Abstract

Previous studies have demonstrated that 3-dimensional (3D) volumetric renderings of magnetic resonance imaging (MRI) brain scan imaging data can be used to identify patients using facial recognition algorithms. We have shown that facial features can be identified on SIM-CT (simulation computed tomography) images for radiation oncology and mapped to face images from a database. We now seek to determine whether CT images can be anonymized using anonymization software that was designed for T1W MRI data. Our study examines (1) the ability of off-the-shelf anonymization algorithms to anonymize CT data, and (2) the ability of facial recognition algorithms to then identify whether faces could be detected from a database of facial images.

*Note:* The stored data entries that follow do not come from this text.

Issue #1351, opened 2024-02-03
Set initial points of CesiumCartographicPolygon based on world-coords of screen corners


corybarr:
When initially creating a `CesiumCartographicPolygon` in Unreal, I wanted to clip a building. The control corners and verts were outside of the camera bounds:

![image](https://github.com/CesiumGS/cesium-unreal/assets/1040194/e79d87c9-3f82-4a88-89d4-587c6e213182)

If screen coords with some padding (maybe (0, 0), (0.75, 0), (0.75, 0.75), (0, 0.75)) were projected to world coords, it would allow users of the feature to quickly set up the initial corners based on the camera composition.

david-lively:
Closed as part of https://github.com/CesiumGS/cesium-unreal/pull/1787

PR #1787, opened 2026-01-26
Create poly in viewport

david-lively:
## Description

This PR modifies the way that `ACesiumCartographicPolygon` actors are created from the Cesium editor panel. Previously, the actor was placed at the origin with a square side length of 20000 units. With this change, the actor is translated to the intersection of the camera view ray and the Z=0 plane, and the spline vertices are scaled to fit within the viewport. 

image

## Issue number or link

https://github.com/CesiumGS/cesium-unreal/issues/1351

## Author checklist

~~- [ ] I have submitted a [Contributor License Agreement](https://github.com/CesiumGS/community/tree/main/CLAs) (only needed once).~~

## Testing plan

Open the 01_CesiumWorld scene. 
Point the camera at the ground or anywhere below the horizon. 
Add a Cartographic Polygon via the Cesium panel. 
Observe that the new `Cesium Cartographic Polygon` is visible within the viewport. 
Point the camera above the horizon.
Add a Cartographic Polygon via the Cesium panel. 
Observe that the actor is created at the origin with default extents.

### DIFF
--- a/CHANGES.md
+++ b/CHANGES.md
@@ -6,6 +6,7 @@
 
 - `ACesiumCartographicPolygon`s created via the Cesium editor panel are sized and translated to be visible in the active editor viewport.
 - Added `ACesiumCartographicPolygon::SetPolygonPoints` to shape a polygon spline from a list of points in cartographic or Earth-Centered, Earth-Fixed space.
+- Re-enabled `ACesium3DTileset::EnableWaterMask` for macOS devices.
 
 ##### Fixes :wrench:
 
--- a/Documentation/release-process.md
+++ b/Documentation/release-process.md
@@ -4,7 +4,7 @@ This is the process we follow when releasing a new version of Cesium for Unreal 
 
 ## Prepare Cesium Native for Release
 
-[cesium-native](https://github.com/CesiumGS/cesium-native) is used as a git submodule of cesium-unreal. So the first step in releasing Cesium for Unreal is to make sure that Cesium Native is ready for release. See the [Cesium Native release guide](#native-release-process) for instructions. You may want to wait to create the new Cesium Native tag until after you have tested the Cesium for Unreal release.
+[cesium-native](https://github.com/CesiumGS/cesium-native) is used as a git submodule of cesium-unreal. So the first step in releasing Cesium for Unreal is to make sure that Cesium Native is ready for release. See the [Cesium Native release guide](https://github.com/CesiumGS/cesium-native/blob/main/doc/topics/release-process.md) for instructions. You may want to wait to create the new Cesium Native tag until after you have tested the Cesium for Unreal release.
 
 ## Prepare Cesium for Unreal for Release
 
--- a/Source/CesiumRuntime/Private/Cesium3DTileset.cpp
+++ b/Source/CesiumRuntime/Private/Cesium3DTileset.cpp
@@ -1077,11 +1077,7 @@ void ACesium3DTileset::LoadTileset() {
   options.contentOptions.generateMissingNormalsSmooth =
       this->GenerateSmoothNormals;
 
-  // TODO: figure out why water material crashes mac
-#if PLATFORM_MAC
-#else
   options.contentOptions.enableWaterMask = this->EnableWaterMask;
-#endif
 
   CesiumGltf::SupportedGpuCompressedPixelFormats supportedFormats;
   supportedFormats.ETC1_RGB = GPixelFormats[EPixelFormat::PF_ETC1].Supported;
@@ -2298,14 +2294,6 @@ void ACesium3DTileset::PostEditImport() {
   this->DestroyTileset();
 }
 
-bool ACesium3DTileset::CanEditChange(const FProperty* InProperty) const {
-  if (InProperty->GetFName() ==
-      GET_MEMBER_NAME_CHECKED(ACesium3DTileset, EnableWaterMask)) {
-    // Disable this option on Mac
-    return PlatformName != TEXT("Mac");
-  }
-  return true;
-}
 #endif
 
 void ACesium3DTileset::BeginDestroy() {
--- a/Source/CesiumRuntime/Private/CesiumGltfComponent.cpp
+++ b/Source/CesiumRuntime/Private/CesiumGltfComponent.cpp
@@ -3152,12 +3152,6 @@ static void loadPrimitiveGameThreadPart(
                CesiumGltf::Material::AlphaMode::BLEND;
   };
 
-#if PLATFORM_MAC
-  // TODO: figure out why water material crashes mac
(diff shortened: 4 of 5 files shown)


Source/CesiumEditor/Private/CesiumEditor.cpp
```diff
@@ -748,7 +748,12 @@ AActor* FCesiumEditorModule::SpawnBlankTileset() {
 }
 
 AActor* FCesiumEditorModule::SpawnCartographicPolygon() {
-  return SpawnActorWithClass(ACesiumCartographicPolygon::StaticClass());
+  ACesiumCartographicPolygon* actor = static_cast<ACesiumCartographicPolygon*>(
```
j9liu: Remember the `p` prefix for pointers!

```suggestion
  ACesiumCartographicPolygon* pActor = static_cast<ACesiumCartographicPolygon*>(
```

Source/CesiumRuntime/Public/CesiumCartographicPolygon.h
```diff
@@ -81,6 +81,14 @@ class CESIUMRUNTIME_API ACesiumCartographicPolygon : public AActor {
   // AActor overrides
   virtual void PostLoad() override;
 
+  /**
+   * Set the spline points to a square centered where the editor camera view ray
+   * intersects the ground and sized to fit within thee viewport.
+   * @returns boolean indicating whether the spline points and transform were
+   * successfully recomputed.
```
j9liu:
```suggestion
   * @returns Whether the spline points and transform were successfully recomputed.
```

Source/CesiumRuntime/Private/CesiumCartographicPolygon.cpp
```diff
@@ -2,14 +2,66 @@
...
 #include <glm/glm.hpp>
 
 using namespace CesiumGeospatial;
 
+bool ACesiumCartographicPolygon::ResetSplineAndCenterInEditorViewport() {
+#if WITH_EDITOR
+  if (!GEditor)
+    return false;
+
+  UUnrealEditorSubsystem* editorSubsystem =
```
j9liu:
```suggestion
  UUnrealEditorSubsystem* pEditorSubsystem =
```

Source/CesiumRuntime/Private/CesiumCartographicPolygon.cpp
```diff
@@ -18,13 +70,19 @@ ACesiumCartographicPolygon::ACesiumCartographicPolygon() : AActor() {
...
+      {10000.0f, -10000.0f, 0},
+      {10000.0f, 10000.0f, 0},
+      {-10000.0f, 10000.0f, 0},
+  };
+
+  this->Polygon->SetSplinePoints(points, ESplineCoordinateSpace::Local);
+
+#if WITH_EDITOR
+  if (GEditor)
+    GEditor->RedrawAllViewports(true);
```
j9liu: Should this be done after `this->MakeLinear` below?

j9liu: Also, I have no idea if Copilot's comment is worth any salt, but it's worth commenting the reason you added this here.

Source/CesiumEditor/Private/CesiumEditor.cpp
```diff
@@ -748,7 +748,12 @@ AActor* FCesiumEditorModule::SpawnBlankTileset() {
...
+      SpawnActorWithClass(ACesiumCartographicPolygon::StaticClass()));
+  if (actor) {
+    actor->ResetSplineAndCenterInEditorViewport();
+  }
```
j9liu: This approach looks fine. We only want to do this when we add a polygon via the Editor panel.

Source/CesiumRuntime/Public/CesiumCartographicPolygon.h
```diff
@@ -81,6 +81,14 @@ class CESIUMRUNTIME_API ACesiumCartographicPolygon : public AActor {
...
+   */
+  bool ResetSplineAndCenterInEditorViewport();
```
j9liu, line 91: This name looks good to me. You could probably get the point across with a shorter name, but it's nitpicking at that point.

```suggestion
  bool ResetSplineForEditorViewport();
```

Source/CesiumRuntime/Private/CesiumCartographicPolygon.cpp
```diff
@@ -2,14 +2,66 @@
...
+  FVector viewDirection = viewRotation.Vector();
+
+  // Check if the ray and plane are parallel first to avoid division by zero
+  if (FMath::Abs(FVector::DotProduct(viewDirection, FVector::UpVector)) <
+      DBL_EPSILON) {
+    // Ray is parallel to the plane, no single intersection point.
+    return false;
+  }
+
+  const FPlane groundPlane(FVector::UpVector);
```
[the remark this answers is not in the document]
david-lively: Sticking with creating the polygon at Z=0 to be consistent with behavior before this PR.

kring:
A couple of user-facing things I noticed. In UE 5.7, in case it matters.

1. When you add a new Cesium Cartographic Polygon from the Quick Add, it is immediately selected in the Outliner. But the polygon doesn't appear in the viewport until you click some _other_ object in the Outliner, and then click back. This may not be a new problem, I'm not sure. But it had me thinking something was broken, for longer than I'd like to admit!
2. It's pretty easy to maneuver the camera below Z=0, and when you do, the polygon appears back at the origin instead of somewhere in the current viewport. Why cast the camera view diretion to Z=0 instead of casting it into the terrain surface?

Source/CesiumRuntime/Public/CesiumCartographicPolygon.h
kring: I'd suggest marking this entire function `WITH_EDITOR`. No reason to have a function available outside the editor that does nothing.

kring (commented):
Looks good to me! One minor comment below. I also tried a bunch of edge-casey things:
 
1. Creating a polygon while underground. No intersection, so we get default behavior.
2. Creating a polygon while zoomed out so far that the Earth is tiny. No intersection (the Earth is too far away) so we get default behavior.
3. Creating a polygon while physics meshes are turned off. No intersection (there's nothing to intersect with), so we get default behavior.
4. Create a cube in front of the camera, so the camera view ray hits the cube instead of the terrain. Polygon gets created near the cube, which seems fine I guess.

That all seems ok to me.

I was initially concerned that the polygon actor created far from the origin has a rotation applied to it. But this is just done by the CesiumGlobeAnchor component, and the raster overlay seems to account for it just fine.

j9liu:
Thanks @david-lively! I'm going to go ahead and merge ahead of today's release.

Issue #1611, opened 2025-02-11
Use Unreal's version of tinyxml2 in UE 5.5


kring:
Starting in UE 5.5, Epic added tinyxml2 headers and libs to `C:\Program Files\Epic Games\UE_5.5\Engine\Source\ThirdParty\TinyXML2`. By using these in our builds (using a vcpkg overlay port), rather than bringing our own, we should be able to avoid conflicts with the NDisplay plugin.

https://community.cesium.com/t/cesium-tinyxml2-with-ndisplay-error-on-launch/38323

We'll have to continue to bring our own tinxml2 in older UE versions, though.

LightPig1995:
In which version of the plugin has this modification been implemented?

kring:
It has not been implemented yet @LightPig1995, that's why the issue is still open.

j9liu:
Closed by #1790

PR #1790, opened 2026-02-03
Add vcpkg overlay to use Unreal's tinyxml2

timoore:
This uses tinyxml2 from Unreal's ThirdParty tree instead of building the library in vcpkg, which can cause issues. Doesn't work on Android yet; untested on Mac and IOS.

### DIFF
--- a/.github/workflows/buildLinux.yml
+++ b/.github/workflows/buildLinux.yml
@@ -60,14 +60,14 @@ jobs:
           unreal-program-name: ${{ inputs.unreal-program-name }}
           aws-access-key-id: ${{ secrets.AWS_ACCESS_KEY_ID }}
           aws-secret-access-key: ${{ secrets.AWS_SECRET_ACCESS_KEY }}
-      - name: Configure vcpkg caching
-        uses: ./.github/actions/vcpkg-cache
-        with:
-          id: ${{ inputs.upload-package-base-name }}
       - name: Check out repository code
         uses: actions/checkout@v4
         with:
           submodules: recursive
+      - name: Configure vcpkg caching
+        uses: ./.github/actions/vcpkg-cache
+        with:
+          id: ${{ inputs.upload-package-base-name }}
       - name: Install Ninja and patchelf
         run: |
           sudo apt install -y ninja-build patchelf


kring:
Fixes #1611

kring:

This study generated 3D renderings from open-source CT scans of two patients from The Cancer Imaging Archive (TCIA) database. Data were then anonymized using AFNI (deface, reface, 3Dskullstrip), and FSL (deface and BET). Anonymized data were compared to the original renderings and also passed through facial recognition algorithms (Face_compare, VGG-Face, Facenet, DLib, and SFace) using a publicly available face database (Labeled Faces in the Wild) to determine what matches could be found. Our study found that all modules were able to process CT data in addition to T1W and T2W data and that data were successfully anonymized by AFNI's 3Dskullstrip and FSL's BET: they did not match the control image across all facial recognition algorithms. Our study demonstrates the importance of continued vigilance for patient privacy in publicly shared datasets and the importance of evaluation of anonymization methods for CT data.